» **EXERCISE REQUIREMENTS**
Please report how many lines of the data include the word "keeping", with the number as the entire reply.

» **Records excerpted from a collection**
---*---

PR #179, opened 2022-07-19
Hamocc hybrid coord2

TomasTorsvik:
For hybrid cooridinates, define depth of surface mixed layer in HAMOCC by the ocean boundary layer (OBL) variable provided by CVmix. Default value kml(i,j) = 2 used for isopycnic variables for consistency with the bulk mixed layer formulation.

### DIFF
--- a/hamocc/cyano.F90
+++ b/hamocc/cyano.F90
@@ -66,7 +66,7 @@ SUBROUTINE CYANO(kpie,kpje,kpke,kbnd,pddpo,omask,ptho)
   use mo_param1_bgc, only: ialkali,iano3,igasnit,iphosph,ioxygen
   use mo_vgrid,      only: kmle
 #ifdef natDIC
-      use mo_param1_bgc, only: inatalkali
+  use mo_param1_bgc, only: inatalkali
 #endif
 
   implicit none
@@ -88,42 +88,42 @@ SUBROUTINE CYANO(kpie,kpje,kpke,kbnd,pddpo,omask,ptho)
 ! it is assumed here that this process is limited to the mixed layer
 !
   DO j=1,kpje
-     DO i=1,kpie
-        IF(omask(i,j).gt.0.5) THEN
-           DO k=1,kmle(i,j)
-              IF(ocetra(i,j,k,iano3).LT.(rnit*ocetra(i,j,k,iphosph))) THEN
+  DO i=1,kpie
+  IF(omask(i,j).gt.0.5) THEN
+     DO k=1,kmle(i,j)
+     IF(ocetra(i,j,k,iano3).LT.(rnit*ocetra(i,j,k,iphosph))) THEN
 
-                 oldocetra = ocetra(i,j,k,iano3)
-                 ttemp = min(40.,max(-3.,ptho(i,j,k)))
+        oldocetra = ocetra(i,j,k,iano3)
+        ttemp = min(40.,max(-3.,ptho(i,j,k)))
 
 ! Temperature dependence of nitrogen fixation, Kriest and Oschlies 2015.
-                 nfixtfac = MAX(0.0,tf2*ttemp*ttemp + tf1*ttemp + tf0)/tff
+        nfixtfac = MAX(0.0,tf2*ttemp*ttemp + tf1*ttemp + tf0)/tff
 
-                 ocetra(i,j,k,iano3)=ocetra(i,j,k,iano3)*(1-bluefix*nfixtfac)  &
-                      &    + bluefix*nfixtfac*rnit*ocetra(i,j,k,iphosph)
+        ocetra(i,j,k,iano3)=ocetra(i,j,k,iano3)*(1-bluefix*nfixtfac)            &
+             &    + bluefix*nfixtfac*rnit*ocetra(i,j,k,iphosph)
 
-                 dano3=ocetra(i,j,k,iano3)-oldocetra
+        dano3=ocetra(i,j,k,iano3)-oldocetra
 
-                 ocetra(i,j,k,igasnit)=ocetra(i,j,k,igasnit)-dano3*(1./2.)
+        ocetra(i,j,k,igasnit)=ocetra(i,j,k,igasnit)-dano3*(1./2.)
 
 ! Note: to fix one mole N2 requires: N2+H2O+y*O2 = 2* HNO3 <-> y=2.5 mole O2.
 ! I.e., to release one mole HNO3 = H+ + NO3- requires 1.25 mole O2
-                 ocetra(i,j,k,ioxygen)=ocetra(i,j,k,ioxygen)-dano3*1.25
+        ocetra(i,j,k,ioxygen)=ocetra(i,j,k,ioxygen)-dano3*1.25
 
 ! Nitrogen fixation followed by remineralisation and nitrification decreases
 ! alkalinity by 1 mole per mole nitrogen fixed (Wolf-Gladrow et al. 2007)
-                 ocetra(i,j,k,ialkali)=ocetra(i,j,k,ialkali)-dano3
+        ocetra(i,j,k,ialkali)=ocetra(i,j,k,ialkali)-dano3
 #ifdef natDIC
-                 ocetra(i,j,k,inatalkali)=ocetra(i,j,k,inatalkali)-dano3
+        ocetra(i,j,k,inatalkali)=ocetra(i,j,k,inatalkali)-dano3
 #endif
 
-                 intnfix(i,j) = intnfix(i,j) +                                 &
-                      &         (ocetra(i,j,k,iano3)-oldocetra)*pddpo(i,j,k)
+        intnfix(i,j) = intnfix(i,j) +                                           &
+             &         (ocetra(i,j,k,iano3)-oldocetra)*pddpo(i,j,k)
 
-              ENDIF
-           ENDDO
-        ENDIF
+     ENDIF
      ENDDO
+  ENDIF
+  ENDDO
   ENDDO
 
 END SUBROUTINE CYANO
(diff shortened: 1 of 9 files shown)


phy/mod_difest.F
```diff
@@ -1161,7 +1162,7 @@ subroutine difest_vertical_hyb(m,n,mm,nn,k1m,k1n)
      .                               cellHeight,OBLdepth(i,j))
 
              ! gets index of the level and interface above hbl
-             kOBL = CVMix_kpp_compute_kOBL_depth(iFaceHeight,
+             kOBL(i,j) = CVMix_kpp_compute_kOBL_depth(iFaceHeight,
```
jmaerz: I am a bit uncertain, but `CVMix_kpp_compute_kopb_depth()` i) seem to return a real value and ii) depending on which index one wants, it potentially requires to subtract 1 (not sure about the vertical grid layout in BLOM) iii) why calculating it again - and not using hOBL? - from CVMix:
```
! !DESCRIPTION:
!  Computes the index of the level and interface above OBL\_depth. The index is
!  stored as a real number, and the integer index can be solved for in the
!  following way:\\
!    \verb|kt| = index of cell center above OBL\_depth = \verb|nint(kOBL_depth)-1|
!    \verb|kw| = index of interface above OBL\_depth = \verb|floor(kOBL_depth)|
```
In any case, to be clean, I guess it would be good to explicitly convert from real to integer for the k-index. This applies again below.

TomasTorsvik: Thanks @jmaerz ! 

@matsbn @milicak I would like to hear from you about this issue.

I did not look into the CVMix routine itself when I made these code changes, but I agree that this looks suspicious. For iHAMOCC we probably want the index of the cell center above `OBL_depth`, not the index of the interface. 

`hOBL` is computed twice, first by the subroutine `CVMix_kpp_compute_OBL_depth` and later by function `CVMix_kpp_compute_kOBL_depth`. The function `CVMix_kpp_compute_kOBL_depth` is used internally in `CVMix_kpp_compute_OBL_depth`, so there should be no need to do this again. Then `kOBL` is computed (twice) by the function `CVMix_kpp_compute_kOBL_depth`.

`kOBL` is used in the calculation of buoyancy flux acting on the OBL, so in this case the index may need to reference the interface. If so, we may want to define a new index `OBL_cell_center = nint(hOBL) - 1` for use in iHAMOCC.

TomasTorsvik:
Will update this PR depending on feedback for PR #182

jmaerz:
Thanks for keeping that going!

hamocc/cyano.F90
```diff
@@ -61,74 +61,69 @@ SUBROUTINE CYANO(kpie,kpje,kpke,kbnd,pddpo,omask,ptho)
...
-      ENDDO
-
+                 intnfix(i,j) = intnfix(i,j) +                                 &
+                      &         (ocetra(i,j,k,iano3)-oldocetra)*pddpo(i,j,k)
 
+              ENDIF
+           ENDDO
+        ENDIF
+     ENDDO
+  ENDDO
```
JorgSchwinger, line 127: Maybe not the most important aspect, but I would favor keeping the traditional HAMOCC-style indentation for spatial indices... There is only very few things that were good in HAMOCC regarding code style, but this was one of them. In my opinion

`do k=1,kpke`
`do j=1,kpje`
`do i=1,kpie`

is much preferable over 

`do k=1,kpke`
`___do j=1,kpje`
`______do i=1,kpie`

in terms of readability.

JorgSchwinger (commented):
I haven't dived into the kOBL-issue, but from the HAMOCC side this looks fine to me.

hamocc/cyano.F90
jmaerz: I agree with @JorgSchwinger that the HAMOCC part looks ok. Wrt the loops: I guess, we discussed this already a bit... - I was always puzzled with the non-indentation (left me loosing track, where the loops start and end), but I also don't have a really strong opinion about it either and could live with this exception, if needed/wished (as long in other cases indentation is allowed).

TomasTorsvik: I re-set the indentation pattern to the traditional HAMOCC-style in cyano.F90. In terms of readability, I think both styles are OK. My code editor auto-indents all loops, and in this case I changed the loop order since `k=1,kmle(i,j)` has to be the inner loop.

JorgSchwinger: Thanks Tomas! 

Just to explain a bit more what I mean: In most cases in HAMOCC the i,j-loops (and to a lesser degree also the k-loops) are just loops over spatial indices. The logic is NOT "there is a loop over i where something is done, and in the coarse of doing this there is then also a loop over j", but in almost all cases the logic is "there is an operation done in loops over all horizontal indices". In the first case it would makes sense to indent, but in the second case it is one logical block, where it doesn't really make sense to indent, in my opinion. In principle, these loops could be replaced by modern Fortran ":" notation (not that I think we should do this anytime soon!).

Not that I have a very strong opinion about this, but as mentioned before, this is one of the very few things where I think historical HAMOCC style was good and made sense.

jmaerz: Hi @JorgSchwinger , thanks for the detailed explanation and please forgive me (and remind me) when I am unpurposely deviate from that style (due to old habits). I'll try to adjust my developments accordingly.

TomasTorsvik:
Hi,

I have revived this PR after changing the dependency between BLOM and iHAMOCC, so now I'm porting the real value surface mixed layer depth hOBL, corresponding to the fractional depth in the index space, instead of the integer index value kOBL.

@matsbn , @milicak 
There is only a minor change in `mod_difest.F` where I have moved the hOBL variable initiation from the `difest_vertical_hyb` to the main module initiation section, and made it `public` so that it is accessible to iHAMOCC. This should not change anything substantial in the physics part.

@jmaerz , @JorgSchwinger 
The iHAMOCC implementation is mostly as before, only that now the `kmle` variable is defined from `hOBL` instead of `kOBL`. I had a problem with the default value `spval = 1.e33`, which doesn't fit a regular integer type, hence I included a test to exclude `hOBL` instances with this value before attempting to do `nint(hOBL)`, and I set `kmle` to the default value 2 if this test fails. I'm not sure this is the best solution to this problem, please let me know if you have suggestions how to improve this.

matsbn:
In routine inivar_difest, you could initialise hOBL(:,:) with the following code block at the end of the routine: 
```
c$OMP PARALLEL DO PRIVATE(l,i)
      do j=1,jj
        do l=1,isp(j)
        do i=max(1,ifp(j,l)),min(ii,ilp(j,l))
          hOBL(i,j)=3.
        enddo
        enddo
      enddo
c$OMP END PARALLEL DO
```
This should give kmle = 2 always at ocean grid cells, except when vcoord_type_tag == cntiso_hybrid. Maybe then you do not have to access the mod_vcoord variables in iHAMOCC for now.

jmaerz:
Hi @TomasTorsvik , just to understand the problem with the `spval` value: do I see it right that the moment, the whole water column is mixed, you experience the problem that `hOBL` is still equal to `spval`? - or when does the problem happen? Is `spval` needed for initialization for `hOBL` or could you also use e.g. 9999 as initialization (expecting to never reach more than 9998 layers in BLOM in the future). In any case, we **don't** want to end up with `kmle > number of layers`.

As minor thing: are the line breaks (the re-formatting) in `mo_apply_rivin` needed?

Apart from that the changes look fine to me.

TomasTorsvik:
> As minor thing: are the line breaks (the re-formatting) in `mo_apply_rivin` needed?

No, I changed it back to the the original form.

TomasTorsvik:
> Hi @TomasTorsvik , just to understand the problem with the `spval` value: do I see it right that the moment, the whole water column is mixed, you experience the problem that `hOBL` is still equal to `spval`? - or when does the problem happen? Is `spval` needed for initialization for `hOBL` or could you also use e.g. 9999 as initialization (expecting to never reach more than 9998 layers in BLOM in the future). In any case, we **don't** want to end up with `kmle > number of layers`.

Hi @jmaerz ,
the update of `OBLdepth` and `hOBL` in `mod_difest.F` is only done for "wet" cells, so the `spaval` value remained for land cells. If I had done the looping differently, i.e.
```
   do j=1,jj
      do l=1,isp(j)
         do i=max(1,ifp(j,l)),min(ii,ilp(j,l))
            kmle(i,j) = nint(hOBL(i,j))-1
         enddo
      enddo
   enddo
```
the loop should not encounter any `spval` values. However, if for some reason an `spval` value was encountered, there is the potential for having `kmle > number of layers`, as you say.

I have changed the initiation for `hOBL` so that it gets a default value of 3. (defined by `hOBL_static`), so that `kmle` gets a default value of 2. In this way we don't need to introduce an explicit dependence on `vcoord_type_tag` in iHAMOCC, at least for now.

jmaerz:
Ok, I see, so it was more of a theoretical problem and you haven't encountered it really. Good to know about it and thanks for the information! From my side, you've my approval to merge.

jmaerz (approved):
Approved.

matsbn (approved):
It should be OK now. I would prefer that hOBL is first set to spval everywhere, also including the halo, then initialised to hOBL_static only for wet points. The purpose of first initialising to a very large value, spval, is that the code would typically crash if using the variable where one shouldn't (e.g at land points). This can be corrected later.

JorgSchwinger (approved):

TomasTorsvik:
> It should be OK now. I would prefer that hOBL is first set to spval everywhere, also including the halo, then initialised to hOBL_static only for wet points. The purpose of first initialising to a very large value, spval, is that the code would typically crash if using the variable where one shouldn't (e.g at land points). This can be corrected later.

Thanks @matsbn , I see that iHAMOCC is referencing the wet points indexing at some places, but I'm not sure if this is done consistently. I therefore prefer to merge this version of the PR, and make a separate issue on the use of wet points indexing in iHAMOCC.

---*---

» **RESPONSE AREA**
2